Digitising Africa’s customs, borders could net US$20bn a year
The digital transformation of customs and borders in Africa could improve efficiencies in processes, such as administration at customs and borders, and yield trade gains on the continent of US$20-billion a year.
This has emerged as part of a new report by the World Economic Forum (WEF), Growing Intra-Africa Trade through Digital Transformation of customs and borders, launched at the Annual Meeting 2022 in Davos.
The report, written in collaboration with Deloitte, provides a pragmatic perspective on the non-tariff barriers in border and customs services that can be exponentially improved through digital transformation to increase intra-Africa trade.
The report, written in collaboration with Deloitte, was launched at the convening of the Forum Friends of the Africa Continental Free Trade Area (AfCFTA), a multi-stakeholder group that supports implementation of the goals set out by AfCFTA through public-private collaborations.
The group comprises Paul Kagame, President of Rwanda,; Wamkele Mene, Secretary-General, of the African Continental Free Trade Area Secretariat; Patrice Motsepe, Founder and Executive Chairman, African Rainbow Minerals; and Jim Ovia, Chairman, Zenith Bank among others.

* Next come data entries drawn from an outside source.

Issue #10236, opened 2021-07-24
[DarkMode] Dark Column Editor


ozone10:
Notepad++ v8.1.2 does not apply dark mode on Column Editor.
![image](https://user-images.githubusercontent.com/55940305/126873275-a6e259d7-1a8c-4de9-b254-0898198fb8a8.png)

PR #10237, opened 2021-07-24
Apply dark mode on column editor

ozone10:
image

<s>Only small issue is that "Format" text is not in center. </s>
Ok I may have solution, still need testing, will do another PR later.

fix https://github.com/notepad-plus-plus/notepad-plus-plus/issues/10236

### DIFF
--- a/PowerEditor/src/ScintillaComponent/columnEditor.cpp
+++ b/PowerEditor/src/ScintillaComponent/columnEditor.cpp
@@ -44,6 +44,8 @@ INT_PTR CALLBACK ColumnEditorDlg::run_dlgProc(UINT message, WPARAM wParam, LPARA
 	{
 		case WM_INITDIALOG :
 		{
+			NppDarkMode::autoSubclassAndThemeChildControls(_hSelf);
+
 			switchTo(activeText);
 			::SendDlgItemMessage(_hSelf, IDC_COL_DEC_RADIO, BM_SETCHECK, TRUE, 0);
 			goToCenter();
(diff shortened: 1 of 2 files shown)


PowerEditor/src/ScintillaComponent/columnEditor.cpp
```diff
@@ -299,7 +348,6 @@ void ColumnEditorDlg::switchTo(bool toText)
 	::EnableWindow(::GetDlgItem(_hSelf, IDC_COL_INCREASENUM_EDIT), !toText);
 	::EnableWindow(::GetDlgItem(_hSelf, IDC_COL_REPEATNUM_STATIC), !toText);
 	::EnableWindow(::GetDlgItem(_hSelf, IDC_COL_REPEATNUM_EDIT), !toText);
-	::EnableWindow(::GetDlgItem(_hSelf, IDC_COL_FORMAT_GRP_STATIC), !toText);
```
ozone10, line 302: Groupbox has no state so EnableWindow should not be used. When used, it can caused some issue with text color.

ozone10:
Sorry for this commit mess, forgot to save file.

PowerEditor/src/ScintillaComponent/columnEditor.cpp
donho: Even in light mode?

ozone10: In light mode it does nothing, but in dark mode it will reset back to black color.

donho: It's OK for this PR, because the enabled zone and the disabled zone are quite distinguishable. On the others PR we may make it be able to be disabled under only the light mode.

ozone10: @donho
I think only "Custom Backup Directory" in preference in backup also has this issue.

PR #10241, opened 2021-07-25
Fix file name edit box not functional on Windows Vista

### LINKED ISSUE #10238: Can't change file name in Open/Save dialog on Windows Vista
### Description of the Issue

image

1. File > New > Save as
2. Type letters to _File name_ edit box
3. Press Save

### Expected Behavior

Text in edit box changes. File is saved with a new name.

### Actual Behavior

Text doesn't change. File is saved with old (default) name.
The same happens with open dialog.

### Debug Information

Notepad++ v8.1.2   (32-bit)
Path : C:\Users\Public\npp.8.1.2.portable\notepad++-orig.exe
Command Line : 
Admin mode : OFF
Local Conf mode : ON
Cloud Config : OFF
OS Name : Windows (TM) Vista Ultimate (64-bit) 
OS Build : 6002.0
Current ANSI codepage : 1252

mere-human:
Avoid the same window procedure being used for several different edit boxes.
The problem was found on Windows Vista but _it can happen in other environment too_.

Fix #10238

### DIFF
--- a/PowerEditor/src/WinControls/OpenSaveFileDialog/CustomFileDialog.cpp
+++ b/PowerEditor/src/WinControls/OpenSaveFileDialog/CustomFileDialog.cpp
@@ -465,14 +465,14 @@ private:
 		const int bufferLen = MAX_PATH;
 		static TCHAR buffer[bufferLen];
 
-		if (GetClassName(hwnd, buffer, bufferLen) != 0)
+		if (IsWindowEnabled(hwnd) && GetClassName(hwnd, buffer, bufferLen) != 0)
 		{
 			if (lstrcmpi(buffer, _T("ComboBox")) == 0)
 			{
 				// The edit box of interest is a child of the combo box and has empty window text.
-				// Note that file type dropdown is a combo box also (but without an edit box).
+				// Note that there might be other combo boxes (file type dropdown, address bar, etc).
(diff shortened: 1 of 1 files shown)


mere-human:
Checked it on Windows 10, 7, Vista. File save and file open seem to work fine. Other features like Unix path are good too.

donho:
@mere-human 
> The problem was found on Windows Vista but it can happen in other environment too.

So what was the problem? Is it not only related to Vista? What kind of other environment?

mere-human:
> @mere-human
> 
> > The problem was found on Windows Vista but it can happen in other environment too.
> 
> So what was the problem? Is it not only related to Vista? What kind of other environment?

@donho The problem is that there are more than one ComboBox + Edit controls in save dialog:
image

We need to find the one responsible for _File name_ to override its window procedure.

For some reason, on Windows 10 and Windows 7 only one Edit control is present while _EnumChildProc_ is called.
But on Windows Vista, 2 Edit controls appear in _EnumChildProc_. Maybe, 2nd one is disabled later.
This was the cause of the problem because we were trying to use the same window procedure for 2 Edit controls which made _File name_ unusable.

While I'm not sure what leads to such problem, I'm sure that with this PR the code is safer and more resistant to similar problems.

alphacentauris44:
I used the build for PR # 10174 and I confirm that I no longer reproduce the problem encountered with, under WIndows 10 x64.

Issue #10242, opened 2021-07-25
[DarkMode] Color inconsistency


ozone10:
Notepad++ v8.1.2 has some color inconsistency in dark mode.
Some items should have different colors, e.g. panel toolbars.

PR #10243, opened 2021-07-25
Make dark colors consistent

ozone10:
Make dark colors consistent for panel toolbars.
Make dark colors consistent style configurator edit controls.
Make dark colors consistent for docking elements.

fix https://github.com/notepad-plus-plus/notepad-plus-plus/issues/10242

-  `BackgroundColor()`, `BackgroundBrush()` – should be used for items which have some interactions, or need to be different from Darker variant.
-  `DarkerBackgroundColor()`,  `DarkerBackgroundBrush()` – should be used for static/top backgrounds.
-  `SofterBackgroundColor()`,  `SofterBackgroundBrush()` – should be used for items , which have interactions, or have focus.

### DIFF
--- a/PowerEditor/src/NppBigSwitch.cpp
+++ b/PowerEditor/src/NppBigSwitch.cpp
@@ -181,7 +181,7 @@ LRESULT Notepad_plus::process(HWND hwnd, UINT message, WPARAM wParam, LPARAM lPa
 			{
 				RECT rc = { 0 };
 				GetClientRect(hwnd, &rc);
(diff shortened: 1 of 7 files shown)


donho:
@ozone10 
I don't see the point - the current dark colors are quite consist to me.
Could you provide the screenshots "before & after" please?

ozone10:
This is mainly for custom tone, as default tones have same colors for top and main colors.

before
image

after
image

Also to avoid unnecessary color flicker, when moving splitter, because the erase color is different.

PR #15331, opened 2024-06-20
Fix exception/crash on Windows Server Core 2022 (Datacenter)

### LINKED ISSUE #15313: NOTEPAD++ v8.6.8 Crashed and throwing exception when launching on Windows Core Server 2022

donho:
The exception/crash occurs due to the unsupported icon format in Windows Server Core 2022 (due to the lack of a graphical library). 

The commit represents a balance between the functionality of loading icons and the minimal graphic support required for Notepad++:
In the event of loading problems in a typical Windows version with complete graphical library support (which is unlikely but possible), users will receive alerts, and the ICO ID in question will be displayed in the caption. 
However, under Windows Server Core 2022, multiple alert message boxes may appear during Notepad++ launch, but they can be stopped after the first one, allowing the user to use Notepad++ normally.

image

Fix #15313

### DIFF
--- a/PowerEditor/src/WinControls/ImageListSet/ImageListSet.cpp
+++ b/PowerEditor/src/WinControls/ImageListSet/ImageListSet.cpp
@@ -49,7 +49,15 @@ void IconList::addIcon(int iconID, int cx, int cy) const
 	DPIManagerV2::loadIcon(_hInst, MAKEINTRESOURCE(iconID), cx, cy, &hIcon, LR_DEFAULTSIZE);
 
 	if (!hIcon)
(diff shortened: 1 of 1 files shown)


donho:
@xomx @ozone10 
What do you think this solution?

ozone10:
@donho 
I have just noticed that we have similar idea for message, check reworked PR #15315. It also contains logic for loading bmp files for toolbar icons, since standard icons use them and it's better than having blank icons.

PR #15345, opened 2024-06-23
WIP: Splitting of sidebars

### LINKED ISSUE #14745: [FR] Allow multiple simultaneous windows in single sidebar
### Description of the feature
Would it be possible to allow multiple windows to be shown in single sidebar at the same time? There are windows that would be really helpful to be able to see, but are almost empty, so there isn't a reason why they should take up the whole sidebar.
I'd honestly be surprised if this isn't a duplicate, because this seems like a no-brainer, but I haven't found anything similar.

image

sdasda7777:
Aims to fix #14745 (at some point in future)


donho:
https://github.com/notepad-plus-plus/notepad-plus-plus/issues/14745#issuecomment-2186350782

PR #15351, opened 2024-06-24
Improve description for settings "Backup"

donho:
Fix #14560

PR #15353, opened 2024-06-24
[xml] Update german.xml

schnurlos:
Modified backspace description.

### DIFF
--- a/PowerEditor/installer/nativeLang/german.xml
+++ b/PowerEditor/installer/nativeLang/german.xml
@@ -1115,7 +1115,7 @@ Translation note:
 					<Item id="6310" name="Einrückung verwendet:"/>
 					<Item id="6311" name="Tab Zeichen"/>
 					<Item id="6510" name="Standard verwenden"/>
-					<Item id="6512" name="Die Rückschrittaste U+232B entfernt Einrückungen, anstatt einzelne Leerzeichen zu entfernen"/>
+					<Item id="6512" name="Die Rückschrittaste U+232B entfernt Einrückungen statt einzelne Leerzeichen"/>
 					<Item id="6335" name="Backslash ist Escapezeichen für SQL"/>
 				</Language>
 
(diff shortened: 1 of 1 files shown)


PowerEditor/installer/nativeLang/german.xml
```diff
@@ -1115,7 +1115,7 @@ Translation note:
 					<Item id="6310" name="Einrückung verwendet:"/>
 					<Item id="6311" name="Tab Zeichen"/>
 					<Item id="6510" name="Standard verwenden"/>
-					<Item id="6512" name="Rückschritttaste entfernt Einrückungen, anstatt einzelne Leerzeichen zu entfernen"/>
+					<Item id="6512" name="Die Rückschrittaste U+232B entfernt Einrückungen statt einzelne Leerzeichen"/>
```
MarkusBodensee, line 1118: I would just call it Rücktaste which seems the most common for me, U+232B is imo not needed, so:

"Rücktaste entfernt Einrückungen anstatt einzelner Leerzeichen"

donho: Are there more German speakers who can provide the opinion regarding this change?

MarkusBodensee: LEO.org validates it, too. I think Rücktaste is the correct and most common word for the backspace key.

https://dict.leo.org/englisch-deutsch/backspace

grafik

schnurlos:
Now waiting for https://github.com/notepad-plus-plus/notepad-plus-plus/pull/15351 getting committed.

PowerEditor/installer/nativeLang/german.xml
CennoxX: As a German I say Backspace-Taste (which is the name in the according Wikipedia article too). With Rücktaste I would know what is meant. Rückschritttaste is rather uncommon.

PR #15364, opened 2024-06-26
Do not recognize files without lnk-extension as Windows shortcuts

### LINKED ISSUE #9643: Opening .lnk opens destination file for editing
### Description of the Issue
As the title says, opening `.lnk` file using Notepad++ opens shortcut's destination file for editing.

1. Navigate to `C:\ProgramData\Microsoft\Windows\Start Menu\Programs\Administrative Tools` using Explorer
2. Right-click `Registry Editor.lnk` and select `Edit with Notepad++`.

### Expected Behavior
`Registry Editor.lnk` file is opened for editing.

### Actual Behavior
`%windir%\regedit.exe` file is opened for editing instead.

### Debug Information
Notepad++ v7.9.1   (64-bit)
Admin mode : ON
Local Conf mode : OFF
OS Version : 2009
OS Build : 19042.867
Current ANSI codepage : 1252
Plugins : mimeTools.dll NppConverter.dll nppcrypt.dll NppExport.dll NPPJSONViewer.dll NppMarkdownPanel.dll 

I see that there was an issue #8483 where someone requested this functionality.

If you wonder why would anyone want to edit `.lnk` file itself, I have at least two use cases:

1. To delete its contents (i.e. to make a 0-byte file), and set it to hidden/system/readonly so that rude program installers and updaters cannot litter my start menu with shortcuts I don't need or use.
2. To copy links of special shortcuts that are otherwise not possible to copy because they are grayed in shortcut properties dialog.

I also believe that a text editor should not be opening `.exe` files by default (unless it specifically supports modifications to `PE/PE+` executable structure), because people can accidentally change and save them and thus break their programs or worse yet their Windows install.

If there is no option to turn this off then please consider it as a feature request.

If adding an option is too much of a hassle, then please at least exclude shortcuts to `*.exe` from opening the target instead of shortcut itself.

### LINKED ISSUE #10139: CAN NOT edit the "*.lnk" file correctly
### Description of the Issue

can not edit the "*.lnk" file correctly 

(If the old way gone forever with no choice, then, it is ok, but I have to force myself to turn to other editors. Sorry for the trouble. I do not want to edit the "target file" when I open the "*.lnk" file, I do know where the target files are, I can and I will open them directly if I want to edit them.)

1. drag&drop the "*.lnk" file to the npp or open by File-->Open

### Expected Behavior

can edit the "*.lnk" file itself

### Actual Behavior

edit the linked/target file

### LINKED ISSUE #11089: File content, not extension is used to determine if a file is a shortcut

xomx:
Fix #11089, fix #10139, fix #9643

Also contains minor fix (using the same "Upperize" method) for the reported https://github.com/notepad-plus-plus/notepad-plus-plus/pull/15211#issuecomment-2156495651 .

### DIFF
--- a/PowerEditor/src/MISC/Common/Common.cpp
+++ b/PowerEditor/src/MISC/Common/Common.cpp
@@ -1552,11 +1552,7 @@ bool isUnsupportedFileName(const generic_string& fileName)
 					fileNameOnly = fileNameOnly.substr(pos + 1);
 
 				// upperize because the std::find is case sensitive unlike the Windows OS filesystem
-#ifdef UNICODE
 				std::transform(fileNameOnly.begin(), fileNameOnly.end(), fileNameOnly.begin(), ::towupper);
-#else
-				std::transform(fileNameOnly.begin(), fileNameOnly.end(), fileNameOnly.begin(), ::toupper);
-#endif
 
 				const std::vector<generic_string>  reservedWin32NamespaceDeviceList{
 				TEXT("CON"), TEXT("PRN"), TEXT("AUX"), TEXT("NUL"),
--- a/PowerEditor/src/MISC/Common/Common.cpp
+++ b/PowerEditor/src/MISC/Common/Common.cpp
@@ -1551,6 +1551,13 @@ bool isUnsupportedFileName(const generic_string& fileName)
 				if (pos != std::string::npos)
 					fileNameOnly = fileNameOnly.substr(pos + 1);
 
+				// upperize because the std::find is case sensitive unlike the Windows OS filesystem
+#ifdef UNICODE
+				std::transform(fileNameOnly.begin(), fileNameOnly.end(), fileNameOnly.begin(), ::towupper);
+#else
+				std::transform(fileNameOnly.begin(), fileNameOnly.end(), fileNameOnly.begin(), ::toupper);
+#endif
+
 				const std::vector<generic_string>  reservedWin32NamespaceDeviceList{
 				TEXT("CON"), TEXT("PRN"), TEXT("AUX"), TEXT("NUL"),
 				TEXT("COM1"), TEXT("COM2"), TEXT("COM3"), TEXT("COM4"), TEXT("COM5"), TEXT("COM6"), TEXT("COM7"), TEXT("COM8"), TEXT("COM9"),
--- a/PowerEditor/src/NppIO.cpp
+++ b/PowerEditor/src/NppIO.cpp
@@ -128,6 +128,16 @@ DWORD WINAPI Notepad_plus::monitorFileOnChange(void * params)
 
 bool resolveLinkFile(generic_string& linkFilePath)
 {
+	// upperize for the following comparison because the ends_with is case sensitive unlike the Windows OS filesystem
+	generic_string linkFilePathUp = linkFilePath;
+#ifdef UNICODE
+	std::transform(linkFilePathUp.begin(), linkFilePathUp.end(), linkFilePathUp.begin(), ::towupper);
+#else
+	std::transform(linkFilePathUp.begin(), linkFilePathUp.end(), linkFilePathUp.begin(), ::toupper);
+#endif
+	if (!linkFilePathUp.ends_with(TEXT(".LNK")))
+		return false; // we will not check the renamed shortcuts like "file.lnk.txt"
+
 	bool isResolved = false;
 
 	IShellLink* psl = nullptr;
--- a/PowerEditor/src/NppIO.cpp
+++ b/PowerEditor/src/NppIO.cpp
@@ -126,16 +126,12 @@ DWORD WINAPI Notepad_plus::monitorFileOnChange(void * params)
 	return EXIT_SUCCESS;
 }
 
-bool resolveLinkFile(generic_string& linkFilePath)
+bool resolveLinkFile(std::wstring& linkFilePath)
 {
 	// upperize for the following comparison because the ends_with is case sensitive unlike the Windows OS filesystem
-	generic_string linkFilePathUp = linkFilePath;
-#ifdef UNICODE
+	std::wstring linkFilePathUp = linkFilePath;
 	std::transform(linkFilePathUp.begin(), linkFilePathUp.end(), linkFilePathUp.begin(), ::towupper);
-#else
-	std::transform(linkFilePathUp.begin(), linkFilePathUp.end(), linkFilePathUp.begin(), ::toupper);
-#endif
-	if (!linkFilePathUp.ends_with(TEXT(".LNK")))
+	if (!linkFilePathUp.ends_with(L".LNK"))
 		return false; // we will not check the renamed shortcuts like "file.lnk.txt"
 
 	bool isResolved = false;


PowerEditor/src/MISC/Common/Common.cpp
```diff
@@ -1551,6 +1551,13 @@ bool isUnsupportedFileName(const generic_string& fileName)
 				if (pos != std::string::npos)
 					fileNameOnly = fileNameOnly.substr(pos + 1);
 
+				// upperize because the std::find is case sensitive unlike the Windows OS filesystem
+#ifdef UNICODE
+				std::transform(fileNameOnly.begin(), fileNameOnly.end(), fileNameOnly.begin(), ::towupper);
+#else
+				std::transform(fileNameOnly.begin(), fileNameOnly.end(), fileNameOnly.begin(), ::toupper);
+#endif
+
```
donho, line 1560: The UNICODE symbol is always defined in Notepad++ project, and Notepad++ has been a Unicode application since long time ago.
So the 2nd instruction could be removed IMO.

donho (changes requested):
Please follow the suggestion.

PowerEditor/src/MISC/Common/Common.cpp
xomx: Until there are the `generic_string` signatures,(here the `bool isUnsupportedFileName(const generic_string& fileName)` and `bool resolveLinkFile(generic_string& linkFilePath)`), the correct way is to use these UNICODE constructs.

In the future, it will need a some breakpoint PR with refactoring, where the switching to such UNICODE-only chars/strings will be finished. I mean the `generic_string` to `std::wstring`, `TCHAR` to `WCHAR` or `char` to `wchar_t`). And also removing all of these #ifdefs.

But if you rather want to do it in small steps, I will left there only the UNICODE version lines, as requested. (?)

donho: > Until there are the generic_string signatures,(here the bool isUnsupportedFileName(const generic_string& fileName) and bool resolveLinkFile(generic_string& linkFilePath)), the correct way is to use these UNICODE constructs.

That's the reason that I use rather `std::wstring` instead of `generic_string`. And in long term, `generic_string` will be removed.

In this case, please change the signature of function resolveLinkFile to `bool resolveLinkFile(std::wstring& linkFilePath)`.

> But if you rather want to do it in small steps, I will left there only the UNICODE version lines, as requested. (?)

Yes, please remove UNICODE - that might lead the confusion that Notepad++ still supports ANSI version.

xomx: @donho 
Done.

donho: @xomx 
Sorry if I wasn't clear.

I saw that you have changed the signature of resolveLinkFile - it's good.
I said "So the 2nd instruction could be removed IMO.", I mean:
instead of 
```cpp
				// upperize because the std::find is case sensitive unlike the Windows OS filesystem
#ifdef UNICODE
				std::transform(fileNameOnly.begin(), fileNameOnly.end(), fileNameOnly.begin(), ::towupper);
#else
				std::transform(fileNameOnly.begin(), fileNameOnly.end(), fileNameOnly.begin(), ::toupper);
#endif
```

use 

```cpp
				// upperize because the std::find is case sensitive unlike the Windows OS filesystem
				std::transform(fileNameOnly.begin(), fileNameOnly.end(), fileNameOnly.begin(), ::towupper);
```

UNICODE is defined in Notepad++ VCPROJ file, TCHAR is always wchar_t - also the generic symbols TCHAR & generic_string will be replaced progressively by wchar_t & wstring respectively.
Since a lot of effort was taken to remove `#ifdef UNICODE` in the past, I don't think it's wise to introduce again such symbol.

donho (changes requested):
Please use 

```cpp
				// upperize because the std::find is case sensitive unlike the Windows OS filesystem
				std::transform(fileNameOnly.begin(), fileNameOnly.end(), fileNameOnly.begin(), ::towupper);
```

instead of 
```cpp
				// upperize because the std::find is case sensitive unlike the Windows OS filesystem
#ifdef UNICODE
				std::transform(fileNameOnly.begin(), fileNameOnly.end(), fileNameOnly.begin(), ::towupper);
#else
				std::transform(fileNameOnly.begin(), fileNameOnly.end(), fileNameOnly.begin(), ::toupper);
#endif
```

PowerEditor/src/MISC/Common/Common.cpp
xomx: @donho 
Done.
Sorry, I was not sure before and did not want to bother you with another question…

donho: @xomx 
No problem. Look at the bright side, you have pushed me to do the PR #15371 (not finished yet) :)

donho (approved):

According to the WEF, the AfCFTA implementation, which started in January 2021, has the potential to increase intra-African trade from its current 18% of total trade to 50% by 2030.
It also has the potential to lift 30 million people out of extreme poverty.
However, as stakeholders have stated, achieving its full potential depends on putting in place significant policy reforms and trade facilitation measures.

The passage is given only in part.